[Saved data entries]

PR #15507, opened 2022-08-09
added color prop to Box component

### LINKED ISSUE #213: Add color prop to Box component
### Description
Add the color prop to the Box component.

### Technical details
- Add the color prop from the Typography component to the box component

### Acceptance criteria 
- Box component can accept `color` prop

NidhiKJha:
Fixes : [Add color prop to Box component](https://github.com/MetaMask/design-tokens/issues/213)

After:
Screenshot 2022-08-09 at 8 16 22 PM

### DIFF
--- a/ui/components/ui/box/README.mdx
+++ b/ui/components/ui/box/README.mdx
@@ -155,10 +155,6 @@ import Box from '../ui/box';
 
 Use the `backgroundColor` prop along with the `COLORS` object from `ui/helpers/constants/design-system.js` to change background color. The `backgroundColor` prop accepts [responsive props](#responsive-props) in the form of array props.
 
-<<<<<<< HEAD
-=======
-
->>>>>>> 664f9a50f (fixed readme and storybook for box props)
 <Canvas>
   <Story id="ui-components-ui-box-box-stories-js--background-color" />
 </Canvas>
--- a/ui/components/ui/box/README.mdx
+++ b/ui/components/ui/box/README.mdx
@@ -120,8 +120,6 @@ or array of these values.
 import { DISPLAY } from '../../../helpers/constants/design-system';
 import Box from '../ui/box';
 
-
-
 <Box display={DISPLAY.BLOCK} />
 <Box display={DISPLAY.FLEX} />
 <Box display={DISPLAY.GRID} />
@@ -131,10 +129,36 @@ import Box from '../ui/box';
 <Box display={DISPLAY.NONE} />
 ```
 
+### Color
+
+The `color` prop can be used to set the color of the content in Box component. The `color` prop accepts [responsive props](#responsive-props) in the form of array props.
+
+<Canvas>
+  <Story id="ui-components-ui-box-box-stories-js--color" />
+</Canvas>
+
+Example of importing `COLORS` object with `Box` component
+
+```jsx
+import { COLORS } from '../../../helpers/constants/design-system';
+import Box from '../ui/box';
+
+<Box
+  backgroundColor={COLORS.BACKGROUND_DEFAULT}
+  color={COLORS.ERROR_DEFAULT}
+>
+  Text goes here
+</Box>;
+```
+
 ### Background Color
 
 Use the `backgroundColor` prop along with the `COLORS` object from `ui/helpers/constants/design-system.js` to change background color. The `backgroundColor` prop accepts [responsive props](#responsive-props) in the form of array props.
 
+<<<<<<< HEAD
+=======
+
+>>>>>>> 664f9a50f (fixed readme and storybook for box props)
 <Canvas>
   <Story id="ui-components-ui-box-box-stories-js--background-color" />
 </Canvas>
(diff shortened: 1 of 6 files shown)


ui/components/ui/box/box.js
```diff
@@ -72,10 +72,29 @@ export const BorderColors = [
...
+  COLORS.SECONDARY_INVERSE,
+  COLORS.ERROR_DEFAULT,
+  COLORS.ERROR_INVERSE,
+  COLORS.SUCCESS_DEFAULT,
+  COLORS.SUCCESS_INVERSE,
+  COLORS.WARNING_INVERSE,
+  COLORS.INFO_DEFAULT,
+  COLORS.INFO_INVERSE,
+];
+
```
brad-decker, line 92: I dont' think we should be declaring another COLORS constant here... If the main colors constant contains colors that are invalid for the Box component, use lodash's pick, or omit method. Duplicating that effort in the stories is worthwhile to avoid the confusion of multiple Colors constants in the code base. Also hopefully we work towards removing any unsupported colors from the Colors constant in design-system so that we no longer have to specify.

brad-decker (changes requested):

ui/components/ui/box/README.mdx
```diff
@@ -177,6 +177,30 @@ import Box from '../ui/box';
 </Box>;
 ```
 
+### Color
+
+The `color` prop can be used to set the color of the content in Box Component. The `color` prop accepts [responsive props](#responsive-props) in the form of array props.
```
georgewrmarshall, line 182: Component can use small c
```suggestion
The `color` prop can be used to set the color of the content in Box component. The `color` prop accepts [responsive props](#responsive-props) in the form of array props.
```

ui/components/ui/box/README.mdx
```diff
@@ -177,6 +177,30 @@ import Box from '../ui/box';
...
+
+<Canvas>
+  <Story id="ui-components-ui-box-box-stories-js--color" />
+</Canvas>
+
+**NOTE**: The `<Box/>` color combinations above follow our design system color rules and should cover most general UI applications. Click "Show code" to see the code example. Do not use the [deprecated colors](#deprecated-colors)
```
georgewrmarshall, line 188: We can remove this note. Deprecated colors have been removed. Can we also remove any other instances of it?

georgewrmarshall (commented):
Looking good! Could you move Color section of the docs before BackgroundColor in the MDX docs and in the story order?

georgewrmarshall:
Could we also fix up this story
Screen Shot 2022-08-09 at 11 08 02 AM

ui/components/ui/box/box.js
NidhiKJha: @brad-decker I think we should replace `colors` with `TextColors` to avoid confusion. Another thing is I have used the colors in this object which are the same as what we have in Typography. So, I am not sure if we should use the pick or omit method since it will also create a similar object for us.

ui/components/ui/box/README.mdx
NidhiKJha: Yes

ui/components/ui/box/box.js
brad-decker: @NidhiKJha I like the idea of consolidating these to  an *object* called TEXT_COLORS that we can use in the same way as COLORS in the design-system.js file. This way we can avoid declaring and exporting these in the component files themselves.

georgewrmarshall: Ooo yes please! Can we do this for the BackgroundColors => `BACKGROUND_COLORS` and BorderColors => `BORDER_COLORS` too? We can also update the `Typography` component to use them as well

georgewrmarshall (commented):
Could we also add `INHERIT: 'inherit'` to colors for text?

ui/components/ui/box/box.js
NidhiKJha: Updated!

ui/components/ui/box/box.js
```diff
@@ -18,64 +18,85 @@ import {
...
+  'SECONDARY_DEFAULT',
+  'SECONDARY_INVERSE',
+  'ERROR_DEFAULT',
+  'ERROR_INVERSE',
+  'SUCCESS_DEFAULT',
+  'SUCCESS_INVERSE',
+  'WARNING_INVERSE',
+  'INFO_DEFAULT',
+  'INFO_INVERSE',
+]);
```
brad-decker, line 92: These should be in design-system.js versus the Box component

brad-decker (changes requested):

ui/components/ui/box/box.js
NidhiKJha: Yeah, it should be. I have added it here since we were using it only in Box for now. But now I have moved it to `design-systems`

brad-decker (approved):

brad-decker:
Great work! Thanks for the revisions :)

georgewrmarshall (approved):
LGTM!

What you need to do →
Which of the lines above hold the string "that"? Pick each of them out.

Exercise output →
brad-decker, line 92: I dont' think we should be declaring another COLORS constant here... If the main colors constant contains colors that are invalid for the Box component, use lodash's pick, or omit method. Duplicating that effort in the stories is worthwhile to avoid the confusion of multiple Colors constants in the code base. Also hopefully we work towards removing any unsupported colors from the Colors constant in design-system so that we no longer have to specify.
brad-decker: @NidhiKJha I like the idea of consolidating these to  an *object* called TEXT_COLORS that we can use in the same way as COLORS in the design-system.js file. This way we can avoid declaring and exporting these in the component files themselves.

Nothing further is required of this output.